Perkara yang bernomor 294 K/PDT.SUS/2012 diketok oleh Valerine JL Kriekhoff selaku hakim ketua. Adapun hakim anggota yaitu Takdir Rahmadi dan Nurul Elmiyah. Putusan ini diadili pada 28 Juni 2012 lalu setelah diproses selama 2 bulan.
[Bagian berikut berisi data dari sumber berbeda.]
PR #3971, opened 2016-07-26
[WIP] Single instance round robin distribution strategy is not fair

Scooletz:
The newly provided test `WhenAlternatingInstancesQueriedFor_ShouldProvideFairDistribution` shows a condition under which the round robin instance assignment may fail. If the number of queries to other endpoints is big enough they influence the `interlocked` based assignment. Is this a bug or is it designed on purpose?


timbussmann:
@Scooletz the current design uses an instance of `SingleInstanceRoundRobinDistributionStrategy` **per logical endpoint** so I'm not sure your test is valid since you're using multiple logical endpoints with the same instance?

Scooletz:
Thx @timbussmann ! Now I see it in the `DistributionPolicy`. I'm closing it.

Issue #3906, opened 2016-07-06
V6 endpoint names can contain '@', but older version can't send message to them


bording:
While testing the problem described in https://github.com/Particular/PlatformDevelopment/issues/870 I discovered that V6 can use '@' in the endpoint name, and this works just fine.

For example, I created an endpoint with the name "Responder@V6" and in RabbitMQ, I ended up with that exact name for a queue. When sending from another V6 endpoint, everything works fine and messages are delivered properly.

However, when I tried to send to my "Responder@V6" endpoint from a V5 endpoint, everything after the '@' got stripped away from the endpoint name, and the message failed looking for a nonexistent "Responder" endpoint.

I also tried creating a V5 endpoint with the name "Sender@V5" and it ended up creating queues named "Sender" instead.

Seeing how this only works for V6, should we instead check for '@' in the endpoint name and consider it invalid instead and throw?

yvesgoeleven:
@bording the @ sign has a meaning, whatever is behind the @ sign should be interpretted as the physical location of the queue, aka a rabbit server/cluster/connectionstring. If the transport does not support multi cluster routing, then just ignore whatever is behind the @ sign I'd say

mikeminutillo:
@yvesgoeleven given that the physical address quite often ends up being `logicalEndpointName@something` then it probably doesn't make sense for logical endpoint name to contain an @ symbol. 

i.e. this should probably throw as it's likely to cause problems somewhere:

```CSharp
var endpointConfiguration = new EndpointConfiguration("Responder@V6");
```

If you run that under MSMQ you'll get a physical address of `Responder@V6@MachineName`

 You can have one @ in a physical address. In a logical address it should be an error.

yvesgoeleven:
@mikeminutillo agreed, that should not be allowed

timbussmann:
:+1: on doing basic sanity checking of endpoint names. Are there other characters we need to protect logical endpoint names from?

danielmarbach:
I agree we should prevent it. Can we add this to the routing issue and tackle it there?

timbussmann:
> I agree we should prevent it. Can we add this to the routing issue and tackle it there?

tbh this issue is about EndpointConfiguration, not the routing API (did you mean this issue: https://github.com/Particular/NServiceBus/issues/3914 ?). I'd say this seems to be a maintainer prio thing?

timbussmann:
fixed by #3974

PR #3974, opened 2016-07-26
Check endpoint name for invalid @ characters

timbussmann:
fixes https://github.com/Particular/NServiceBus/issues/3906

Should we provide better exception messages here?

### DIFF
--- a/src/NServiceBus.Core.Tests/EndpointConfigurationTests.cs
+++ b/src/NServiceBus.Core.Tests/EndpointConfigurationTests.cs
@@ -1,0 +1,28 @@
+﻿namespace NServiceBus.Core.Tests
+{
+    using System;
+    using NUnit.Framework;
+
+    [TestFixture]
+    public class EndpointConfigurationTests
+    {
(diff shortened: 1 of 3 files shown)


bording:
> Should we provide better exception messages here?

Did you have something in mind? What you have here seems fine to me.

:+1:

danielmarbach:
Agree with @bording this is good enough

timbussmann:
what version are you working with @kristianjaeger ? The `MessageEndpointMappings` section should still allow `@` in NServiceBus v6, `MessageEndpointMappings`  has been removed from v7 though and the recommended approach is to use the instance mapping file when running with MSMQ. But you can also specify the machine with a code first API, see https://docs.particular.net/transports/msmq/routing?version=msmqtransport_1#custom-instance-mapping

kristianjaeger:
Thanks, @timbussmann . I'm using 6.3.4 on a project.  I can take another look.  I found that the custom instance mapping API worked well for my situation.  Cheers.

PR #3976, opened 2016-07-27
Make machine property key lowercase

timbussmann:
since we currently map they attributes 1:1 into dictionary key/value pairs, this changes the machine key to be lowercase to align with the rest of the instance mapping settings.

e.g. instead of 

```
<endpoints>
  <endpoint name="Routing.Receiver">
    <instance discriminator="1" Machine="machine1" />
  </endpoint>
</endpoints>
```

this becomes:

```
<endpoints>
  <endpoint name="Routing.Receiver">
    <instance discriminator="1" machine="machine1" />
  </endpoint>
</endpoints>
```

this does not address any of the ideas of changing the xsd to be more restrictive.

ping @Particular/nservicebus-maintainers @DavidBoike @SzymonPobiega

### DIFF
--- a/src/NServiceBus.Core/Transports/Msmq/EndpointInstanceExtensions.cs
+++ b/src/NServiceBus.Core/Transports/Msmq/EndpointInstanceExtensions.cs
@@ -14,7 +14,7 @@ namespace NServiceBus
         /// <param name="machineName">Machine name.</param>
         public static EndpointInstance AtMachine(this EndpointInstance instance, string machineName)
         {
-            return instance.SetProperty("Machine", machineName);
+            return instance.SetProperty("machine", machineName);
         }
     }
 }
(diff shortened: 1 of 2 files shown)


timbussmann:
from a documentation perspective, I think this has a small impact on https://github.com/Particular/docs.particular.net/pull/1586 to adapt the xml samples.

danielmarbach:
This could be a constant. Merging since the previous version didn't have one. You can always make this better in another PR.

timbussmann:
@danielmarbach not sure whether a constant would really change anything here since both strings are known at compile time? I thought that there already optimizations in place for that (e.g. string.intern).

danielmarbach:
My comment has nothing to do with optimizations. It was more that the same magic string was used in two places.

PR #3977, opened 2016-07-27
Reduce RouteTo overloads in UnicastRoutingTable

timbussmann:

replaces the three RouteToAddress RouteToEndpoint and RouteToInstance overloads with RouteTo which just accepts a `IUnicastRoute`

RouteToXYZ already internally created a UnicastRoute and the methods were mapped 1:1 (for every unicastroute option there was a method on the routing table). Additionally, users were already able to provide a `IUnicastRoute` when using the dynamic overloads, so I think this aligns the API better.

This will also make testing of the routing table a lot more easier since it will be possible to compare references instead of having to resolve the routes which are created internally.


SzymonPobiega:
Looks good to me.

PR #3979, opened 2016-07-27
Subscription route inheritance

timbussmann:
Removes the inheritance on subscription routes as suggested by #3911. This means that a route for a child event will not be applicable when trying to resolve a route for a base event. 

so the follow scenario will no longer work:

```
routingConfig.RegisterPublisher(typeof(Cat), "CatPublisher");

endpoint.Subscribe<Animal>(); // will no longer "inherit" the route from Cat
```

### DIFF
--- a/src/NServiceBus.AcceptanceTests/Routing/AutomaticSubscriptions/When_starting_an_endpoint_with_a_saga.cs
+++ b/src/NServiceBus.AcceptanceTests/Routing/AutomaticSubscriptions/When_starting_an_endpoint_with_a_saga.cs
@@ -38,7 +38,7 @@ namespace NServiceBus.AcceptanceTests.Routing.AutomaticSubscriptions
             public Subscriber()
             {
                 EndpointSetup<DefaultServer>(c => c.Pipeline.Register("SubscriptionSpy", typeof(SubscriptionSpy), "Spies on subscriptions made"))
-                    .AddMapping<MyEventWithParent>(typeof(Subscriber)) //just map to our self for this test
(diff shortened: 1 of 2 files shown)


src/NServiceBus.AcceptanceTests/Routing/AutomaticSubscriptions/When_starting_an_endpoint_with_a_saga.cs
```diff
@@ -38,7 +38,7 @@ class Subscriber : EndpointConfigurationBuilder
             public Subscriber()
             {
                 EndpointSetup<DefaultServer>(c => c.Pipeline.Register("SubscriptionSpy", typeof(SubscriptionSpy), "Spies on subscriptions made"))
-                    .AddMapping<MyEventWithParent>(typeof(Subscriber)) //just map to our self for this test
+                    .AddMapping<MyEventBase>(typeof(Subscriber)) //just map to our self for this test
```
timbussmann: this was a test relying on the route inheritance (having only a handler for a base class but a route for the subclass). According to the new behavior, there has to be a mapping for the type of event you want to receive.

danielmarbach:
@timbussmann Is this PR self contained so that it can be merged although we want to release beta 6 tomorrow morning? Or should we postpone the merge of this one?

timbussmann:
see https://github.com/Particular/NServiceBus/pull/3982#issuecomment-235861249

danielmarbach:
@timbussmann sorry now this needs a rebase :(

timbussmann:
rebased

Issue #1618, opened 2013-10-04
Make the mapper throw if no mapped type is found for interfaces


SimonCropp:
ie throw instead of warn here

        void GenerateImplementationFor(Type interfaceType, ModuleBuilder moduleBuilder)
        {
            if (interfaceType.GetMethods().Any(mi => !(mi.IsSpecialName && (mi.Name.StartsWith("set_") || mi.Name.StartsWith("get_")))))
            {
                Logger.Warn(string.Format("Interface {0} contains methods and can there for not be mapped. Be aware that non mapped interface can't be used to send messages.",interfaceType.Name));
                return;
            }
            var mapped = CreateTypeFrom(interfaceType, moduleBuilder);
            interfaceToConcreteTypeMapping[interfaceType] = mapped;
            concreteToInterfaceTypeMapping[mapped] = interfaceType;
            typeToConstructor[mapped] = mapped.GetConstructor(Type.EmptyTypes);
        }

PR #4108, opened 2016-08-31
[SPIKE] MessageMapper exception

### LINKED ISSUE #4101: MessageMapper throws exception when Message contains an Exception Property
`<package id="NServiceBus" version="6.0.0-beta0004" targetFramework="net452" />`

I have a message class like:

    public class SomethingWentWrongMessage : IMessage
    {
          public Exception ThingThatBroke {get;set;}
    }

When starting an Endpoint, I get an exception:

```
We can only generate a concrete implementation for 'ICustomAttributeProvider' 
because the interface contains methods. Make sure interface messages do not contain methods.    
at NServiceBus.MessageInterfaces.MessageMapper.Reflection.MessageMapper.GenerateImplementationFor(Type interfaceType) in C:\Build\src\NServiceBus.Core\MessageInterfaces\MessageMapper\Reflection\MessageMapper.cs:line 222
   at NServiceBus.MessageInterfaces.MessageMapper.Reflection.MessageMapper.InitType(Type t) in C:\Build\src\NServiceBus.Core\MessageInterfaces\MessageMapper\Reflection\MessageMapper.cs:line 186
   at NServiceBus.MessageInterfaces.MessageMapper.Reflection.MessageMapper.InitType(Type t) in C:\Build\src\NServiceBus.Core\MessageInterfaces\MessageMapper\Reflection\MessageMapper.cs:line 207
   at NServiceBus.MessageInterfaces.MessageMapper.Reflection.MessageMapper.InitType(Type t) in C:\Build\src\NServiceBus.Core\MessageInterfaces\MessageMapper\Reflection\MessageMapper.cs:line 207
   at NServiceBus.MessageInterfaces.MessageMapper.Reflection.MessageMapper.InitType(Type t) in C:\Build\src\NServiceBus.Core\MessageInterfaces\MessageMapper\Reflection\MessageMapper.cs:line 207
   at NServiceBus.MessageInterfaces.MessageMapper.Reflection.MessageMapper.InitType(Type t) in C:\Build\src\NServiceBus.Core\MessageInterfaces\MessageMapper\Reflection\MessageMapper.cs:line 207
   at NServiceBus.MessageInterfaces.MessageMapper.Reflection.MessageMapper.InitType(Type t) in C:\Build\src\NServiceBus.Core\MessageInterfaces\MessageMapper\Reflection\MessageMapper.cs:line 207
   at NServiceBus.MessageInterfaces.MessageMapper.Reflection.MessageMapper.InitType(Type t) in C:\Build\src\NServiceBus.Core\MessageInterfaces\MessageMapper\Reflection\MessageMapper.cs:line 207
   at NServiceBus.MessageInterfaces.MessageMapper.Reflection.MessageMapper.InitType(Type t) in C:\Build\src\NServiceBus.Core\MessageInterfaces\MessageMapper\Reflection\MessageMapper.cs:line 207
   at NServiceBus.MessageInterfaces.MessageMapper.Reflection.MessageMapper.Initialize(IEnumerable`1 types) in C:\Build\src\NServiceBus.Core\MessageInterfaces\MessageMapper\Reflection\MessageMapper.cs:line 36
   at NServiceBus.SerializationFeature.Setup(FeatureConfigurationContext context) in C:\Build\src\NServiceBus.Core\Serialization\SerializationFeature.cs:line 30
   at NServiceBus.Features.Feature.SetupFeature(FeatureConfigurationContext config) in C:\Build\src\NServiceBus.Core\Features\Feature.cs:line 204
   at NServiceBus.Features.FeatureActivator.ActivateFeature(FeatureInfo featureInfo, List`1 featuresToActivate, IConfigureComponents container, PipelineSettings pipelineSettings) in C:\Build\src\NServiceBus.Core\Features\FeatureActivator.cs:line 195
   at NServiceBus.Features.FeatureActivator.SetupFeatures(IConfigureComponents container, PipelineSettings pipelineSettings) in C:\Build\src\NServiceBus.Core\Features\FeatureActivator.cs:line 59
   at NServiceBus.InitializableEndpoint.Initialize() in C:\Build\src\NServiceBus.Core\InitializableEndpoint.cs:line 48
   at NServiceBus.Endpoint.Create(EndpointConfiguration configuration) in C:\Build\src\NServiceBus.Core\Endpoint.cs:line 17
```

**a)** Is this by design?  Is there a limitation against having `Exception` in an `IMessage`?
**b)** Don't think the wording of the error message is correct "We **can only generate a concrete implementation** for 'ICustomAttributeProvider' because the interface contains methods"

bording:
Seems like this could fix #4101, but I'm wanting to see what other tests break when I make this change.

### DIFF
--- a/src/NServiceBus.Core.Tests/MessageMapper/MessageMapperTests.cs
+++ b/src/NServiceBus.Core.Tests/MessageMapper/MessageMapperTests.cs
@@ -1,5 +1,6 @@
 ﻿namespace MessageMapperTests
 {
+    using System;
     using System.Collections;
     using System.Collections.Generic;
     using System.Threading.Tasks;
@@ -70,11 +71,22 @@
             });
         }
 
+        [Test]
+        public void Should_create_instance_of_a_type_that_contains_exception_property()
+        {
+            var mapper = new MessageMapper();
+
+            mapper.Initialize(new[] { typeof(MessageClassWithExceptionProperty) });
+
+            mapper.CreateInstance<MessageClassWithExceptionProperty>();
+        }
+
+
         public class SampleMessageClass
         {
         }
 
-        public interface ISampleMessageInterface 
+        public interface ISampleMessageInterface
         {
         }
 
@@ -89,6 +101,11 @@
             {
                 return GetEnumerator();
             }
+        }
+
+        public class MessageClassWithExceptionProperty
+        {
+            public Exception Error { get; set; }
         }
     }
 }
--- a/src/NServiceBus.Core.Tests/Serializers/Json/JsonMessageSerializerTest.cs
+++ b/src/NServiceBus.Core.Tests/Serializers/Json/JsonMessageSerializerTest.cs
@@ -9,8 +9,33 @@ namespace NServiceBus.Serializers.Json.Tests
     using MessageInterfaces.MessageMapper.Reflection;
     using NUnit.Framework;
 
+    class MessageWithException
+    {
+        public Exception Blah { get; set; }
+    }
+
+    public interface IMessageWithInterface
+    {
+        IFoo Blah { get; set; }
+    }
+
+    class MessageWithInterface : IMessageWithInterface
+    {
+        public IFoo Blah { get; set; }
+    }
+
+    public interface IFoo
+    {
+        string Message { get; set; }
+    }
+
+    class Foo2 : IFoo
+    {
+       public string Message { get; set; }
+    }
+
     [TestFixture]
-    public class JsonMessageSerializerTest 
+    public class JsonMessageSerializerTest
     {
 
         public class SimpleMessage1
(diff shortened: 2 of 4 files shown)


bording:
Interesting, doesn't seem to break any other tests...

bording:
@Particular/nservicebus-maintainers I pushed up some quick tests to run through a few scenarios that I thought might be impacted by this change, but all of those test seem to pass. The only failure there is because it looks the XML serializer requires a property to be settable to persist the value, and the Message property of the Exception class isn't.

Is there some other aspect of this that I'm missing that makes the change I've investigated here problematic? This change seems to let the JSON serializer work with the Exception class just fine.

bording:
@andreasohlund Could you take a look at the changes here? I'm not 100% clear on what the MessageMapper is trying to do, so maybe I'm missing something as to why the change I made wouldn't be ok.

In general, does #4101 look like something we want to fix?

andreasohlund:
I'd say (assuming that #4101 has been broken since the dawn of time) that we should hold of with this.

I think the long term fix is to have the mapper only operate on the root of the message and only for interface message. So in the #4101 case  the mapper should just ignore since the message is a concrete type.

This would be a breaking change so that would have to go into vNext?

bording:
@andreasohlund As I just mentioned [here](https://github.com/Particular/NServiceBus/issues/4101#issuecomment-246775492) it looks like this a new problem to v6! In v5 it just logs a warning and then as long as you're using the correct serializer, you can send messages just fine.

Seems like something has changed in the MessageMapper between v5 and v6.

bording:
Looks like the change to throwing an exception happened in #1618.

andreasohlund:
I still thing #1618 is the correct thing to do cc @SimonCropp 

The main issue I see here is that we have the mapper involved in non interface messages.

I propose that we only use the mapper to generate proxies for interface messages.

Not sure if we should support nested interface properties on those messages. Gut feeling is no.

So in the issue the user reported we would not get involved since the message type is a class.

Is this to risky to do within the v6 timeframe? (mucking around with the mapper is also risky)

Does this make sense?

bording:
Looking at #4133, I realized the change I made to the MessageMapper here is problematic, because it has moved the nested calls inside the lock... which is of course a terrible thing to do! It's interesting that I never hit that while testing, guess there is still a scenario that isn't covered in a test!

@andreasohlund Do you think any of the tests here if cleaned up have any value? If not, I'll go ahead and close this in favor of #4133.

bording:
Closing this now that #4133 is merged.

Seperti diketahui, perusahaan raksasa Amerika Serikat (AS) yang bergerak dalam bidang farmasi ini dihukum oleh KPPU karena dituduh melakukan kartel bisnis obat hipertensi jenis amplodipine besylate. Keduanya dihukum membayar denda Rp 25 miliar. Tidak terima lalu keduanya mengajukan keberatan ke Pengadilan Negeri Jakarat Pusat (PN Jakpus).
Majelis hakim PN Jakpus pada 7 September 2011 mengabulkan gugatan keberatan mereka terhadap keputusan KPPU soal harga obat hipertensi. Ketua Majelis Hakim Tjokorda Rai Suamba dalam putusannya mengatakan keputusan KPPU untuk memvonis kedua perusahaan tidak cukup alat bukti.
Soalnya, terkait dugaan kartel, majelis menilai bukti-bukti yang dimiliki KPPU tidak dapat melengkapi tuduhan bahwa kedua perusahaan tersebut melakukan kartel. Karena ada banyak pelaku usaha lain yang juga memproduksi obat hipertensi, namun perusahaan tersebut tidak dipermasalahkan oleh KPPU.